Scientific studies have shown that people disabled by a Stroke exhibited substantial recovery long after the occurrence when modified adult stem cells were injected into their brains. Injecting modified and adult stem cells directly into the brains of chronic Stroke patients has proven to be not only safe but effective in restoring motor function.
The patients who were mobilised, all of whom had suffered their first and only Stroke between half a year and three years prior to receiving the injections remained conscious. This happened under mild anaesthesia in the course of the entire procedure, which consisted of drilling a small hole through their skulls and they were discharged several hours later.
Despite the fact that 75 percent of them suffered from transient headaches following the procedure there were no side effects that could be linked to the stem cells or otherwise life-threatening negative side effects linked to the procedure used to administer them. The headaches were possibly as a result of the surgical procedure and the physical constraints utilized to ensure its accuracy.

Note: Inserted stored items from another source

PR #338, opened 2023-09-08
GH-651 Review-1 Changes

Syther007:


multinode_integration_tests/docker/Dockerfile
```diff
@@ -17,8 +17,8 @@ RUN apt-get update && \
     apt-get install -y procps
 COPY generated/port_exposer /usr/local/bin/port_exposer
 
-ENV SUDO_UID 1000
-ENV SUDO_GID 1000
+ENV SUDO_UID 1001
```
dnwiebe: Change this back before you merge.

dnwiebe (commented):
Resume at proxy_server/mod.rs:527 red

node/src/proxy_server/mod.rs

The promising results have created a platform for an expanded trial of the procedure that is underway as it is. They also deem creative and innovative thinking regarding the permanence of brain damage necessary as mentioned by Gary Steinberg, who has many years’ worth of experience in working with stem cell therapies for neurological indications.
These were clinically relevant results although it was just a single trial that was small as per reports, involving a trial of 18 patients. The trial was formulated with the aim of testing the safety of the procedure. However, patients improved by a number of standard measures, and this enhancement was not only statistically important but also clinically meaningful. The patient’s ability to move around was clearly evident in spite the fact that six months out from a Stroke, one cannot anticipate any further recovery of the patents from the condition.

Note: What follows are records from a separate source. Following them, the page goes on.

PR #339, opened 2023-09-12
GH-747: transactions received from unknown wallets

bertllll:


node/src/accountant/db_access_objects/payable_dao.rs
```diff
@@ -120,20 +117,19 @@ impl PayableDao for PayableDaoReal {
         let overflow_update_clause = "update payable set \
                 balance_high_b = :balance_high_b, balance_low_b = :balance_low_b where wallet_address = :wallet";
 
+        let last_paid = to_time_t(timestamp);
```
utkarshg6: I can't put a comment any higher, but if this timestamp is pointing to a time when it was `last_paid`, then I believe it'll be more appropriate to keep the parameter name similar, for example, `last_paid_timestamp`.

node/src/accountant/db_access_objects/payable_dao.rs
```diff
@@ -173,15 +169,18 @@ impl PayableDao for PayableDaoReal {
                     balance_high_b = :balance_high_b, balance_low_b = :balance_low_b, last_paid_timestamp = :last_paid, \
                     pending_payable_rowid = null where pending_payable_rowid = :rowid";
 
-            let conn = Left(self.conn.as_ref());
-            Ok(self.big_int_db_processor.execute(conn, BigIntSqlConfig::new(
+            let i64_rowid = checked_conversion::<u64, i64>(fgp.rowid);
+            let last_paid = to_time_t(fgp.timestamp);
```
utkarshg6: I was struggling to figure out what `fgp` stands for, if we can use some other term, it might help us in the future.

node/src/accountant/db_access_objects/receivable_dao.rs
```diff
@@ -125,26 +123,30 @@ impl ReceivableDao for ReceivableDaoReal {
         let overflow_update_clause = "update receivable set balance_high_b = :balance_high_b, balance_low_b = :balance_low_b \
         where wallet_address = :wallet";
 
+        let last_received = to_time_t(timestamp);
```
utkarshg6: There is a similar comment for `more_money_payable`, can we also change the parameter of this fn to `last_received_timestamp`.

node/src/accountant/db_access_objects/receivable_dao.rs
```diff
@@ -279,43 +281,71 @@ impl ReceivableDaoReal {
...
+        logger: &Logger,
+    ) {
+        if Self::check_row_presence(conn, &received_payment.from) {
+            panic!(
+                "Update for received payment with {} wei was run without producing a data \
+            change, despite the account for wallet address {} is present",
+                received_payment.wei_amount, received_payment.from
+            )
+        } else {
+            info!(
```
utkarshg6, line 406: It appears to me, that this change is too big.. do we just want to log it and that's it, do we expect the user to figure out the solution to this problem or do we want to try it solve ourselves?

node/src/accountant/db_access_objects/receivable_dao.rs
```diff
@@ -364,42 +394,6 @@ impl ReceivableDaoReal {
             feeder.limit_clause
         )
     }
-
-    fn more_money_received_pretty_error_log(
```
utkarshg6, line 368: Is it moved somewhere or are we not using this fn anymore?

node/src/accountant/db_access_objects/receivable_dao.rs
```diff
@@ -723,92 +744,223 @@ mod tests {
...
-            \"Error from invalid update command for receivable table and change of -123456789123456789 \
-             wei to 'wallet_address = 0xaaaaaaaaaaaaaaaaaaaaaaaaaaaaaaaaaaaaaaaa' with error 'no such table: receivable'\")\
-            \n\
-            Block #    Wallet                                     Amount            \n\
-            1234567890 0xaaaaaaaaaaaaaaaaaaaaaaaaaaaaaaaaaaaaaaaa 123456789123456789\n\
-            2345678901 0xbbbbbbbbbbbbbbbbbbbbbbbbbbbbbbbbbbbbbbbb 234567891234567891\n\
-            3456789012 0xcccccccccccccccccccccccccccccccccccccccc 345678912345678912\n\
-            TOTAL                                                 703703592703703592"
-        ));
+        let thread_handle = thread::spawn(move || {
```
utkarshg6: Do we really need to spawn a new thread for this one, I was hoping that we can test the panic directly using `#[should_panic]`?

node/src/accountant/db_access_objects/receivable_dao.rs
```diff
@@ -723,92 +744,223 @@ mod tests {
...
+        TestLogHandler::new().exists_no_log_containing(&format!("INFO: {test_name}: "));
+    }
+
+    #[test]
+    #[should_panic(
+        expected = "Update for received payment with 1000000000 wei was run without \
+    producing a data change, despite the account for wallet address 0x0000000000000000000000000\
+    0000000626c6168 is present"
+    )]
+    fn log_or_panic_is_fatal_when_the_row_is_missing() {
```
utkarshg6: Can we directly keep the name something like `panics_when_the_row_is_missing`, because `log_or_panic_is_fatal` sounds more like that this function crashes whenever a row is missing, instead this function is actually doing the right thing of panicking.

node/src/accountant/db_big_integer/big_int_db_processor.rs
```diff
@@ -21,23 +20,23 @@ pub struct BigIntDbProcessor<T: TableNameDAO> {
 impl<'a, T: TableNameDAO> BigIntDbProcessor<T> {
     pub fn execute(
         &self,
-        conn: Either<&dyn ConnectionWrapper, &Transaction>,
```
utkarshg6, line 24: Good Job! 👏

node/src/accountant/db_big_integer/big_int_db_processor.rs
```diff
@@ -147,11 +133,13 @@ impl<T: TableNameDAO> UpdateOverflowHandler<T> for UpdateOverflowHandlerReal<T>
...
 impl<T: TableNameDAO + Debug> UpdateOverflowHandlerReal<T> {
     fn execute_update<'a>(
-        conn: Either<&dyn ConnectionWrapper, &Transaction>,
+        conn: &dyn ConnectionWrapper,
         config: &BigIntSqlConfig<'a, T>,
         execute_params: &[(&str, &dyn ToSql)],
     ) {
-        match BigIntDbProcessor::<T>::prepare_statement(conn, config.overflow_update_clause)
+        match conn
+            .prepare(config.overflow_update_clause)
```
utkarshg6: Nicely done! 🎉

node/src/accountant/db_big_integer/big_int_db_processor.rs
```diff
@@ -264,6 +252,9 @@ macro_rules! impl_of_extended_params_marker{
 
 impl_of_extended_params_marker!(i64, &str, Wallet);
 
+type DisplayableParamPair<'a> = (&'a str, &'a dyn ExtendedParamsMarker);
+type RusqliteParamPair<'a> = (&'a str, &'a dyn ToSql);
```
utkarshg6: I'd prefer if we use different structs instead of the other two types, and also give the elements of tuple a better name:

For example:

```rust
struct DisplayableParamPair<'a> {
    param1: &'a str,
    param2: &'a dyn ExtendedParamsMarker,
}
```

Also, I'd be happier if we use some name for a lifetime instead of using the generic keyword `a`, it does proves the relation but it keeps things ambiguous.

A suggestion for the names of the lifetimes are `'display_pair`, and `'rusqlite_pair` respectively.

node/src/accountant/db_big_integer/big_int_db_processor.rs
```diff
@@ -1294,47 +1352,6 @@ mod tests {
         );
     }
 
-    #[test]
-    fn update_alone_works_also_for_transaction_instead_of_connection() {
```
utkarshg6, line 1298: Is there a new test instead of this one?

node/src/database/db_initializer.rs
```diff
@@ -132,15 +132,15 @@ impl DbInitializerReal {
...
-        self.create_payable_table(conn);
-        self.create_pending_payable_table(conn);
-        self.create_receivable_table(conn);
-        self.create_banned_table(conn);
+        Self::create_config_table(conn);
+        Self::initialize_config(conn, external_params);
+        Self::create_payable_table(conn);
+        Self::create_pending_payable_table(conn);
+        Self::create_receivable_table(conn);
+        Self::create_banned_table(conn);
```
utkarshg6, line 140: Great! 👍

node/src/accountant/db_access_objects/receivable_dao.rs
```diff
@@ -279,43 +281,71 @@ impl ReceivableDaoReal {
...
+        } else {
+            info!(
+                logger,
+                "Received a transaction with {} wei from address {} that does not belong to any of \
+                the known debtors. Ignoring",
+                received_payment.wei_amount,
+                received_payment.from
+            )
         }
-        match xactn.commit() {
```
utkarshg6, line 314: Why don't we need to commit now?

utkarshg6 (commented):
Please take a look at the comments when you have some time. 🙏

node/src/accountant/db_access_objects/receivable_dao.rs
bertllll: I think it should've been `log_or_panic_if_fatal`. But yeah I might be able to make it better.

node/src/accountant/db_access_objects/receivable_dao.rs
bertllll: There is nothing more we can do here... and the user will know better possibly. By the highest chances, it was him who sent the transaction (in general we want to treat it as a funding tx which means that we will ignore those; and we log it because, at least, we might want to make the user aware that this is happening) :man_shrugging:

node/src/accountant/db_access_objects/receivable_dao.rs
bertllll: That's the point of the main change here. We used to roll back all the db operations if we ran into an error half the way. So this log was supposed to show the user all the transactions that we were about to write persistently even though we eventually had to give up. 

Now we don't need this big machinery because we agreed with Dan on panicking in case of any error different form the error caused by the transaction from an unknown address.

node/src/accountant/db_access_objects/receivable_dao.rs
bertllll: We will...plans have changed. Now, after a discussion with Dan, we want to make use of the `commit()` byproduct which is a rollback (for all txs) which would happen before we update the start block. That way we can recover from panics without serious accountancy errors.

About 85 percent of all Strokes occur when a blood clot forms in a blood vessel supplying blood to part of the brain with subsequent intensive damage to the affected region. The distinct loss of function incurred depends on the specific point where within the brain the Stroke occurs and its extent.
Although approved and recommended therapies for Stroke exist, in an effort to be effective they must be administered within a short while of occurrence a time frame that often is exceeded by the amount of time it takes for a Stroke patient to get medical help from a treatment centre.
As a result of this, only a small percentage of patients benefit from treatment during the acute phase of the Stroke. Most of the survivors end up with enduring disabilities with some lost functionality returning however limited.
More importantly, the post-operative improvement of Stroke patients was independent of their age or the severity of the condition at the onset of the trial. This could revolutionise the concept of what takes place after not only Stroke but also traumatic brain injury and even neurodegenerative disorders.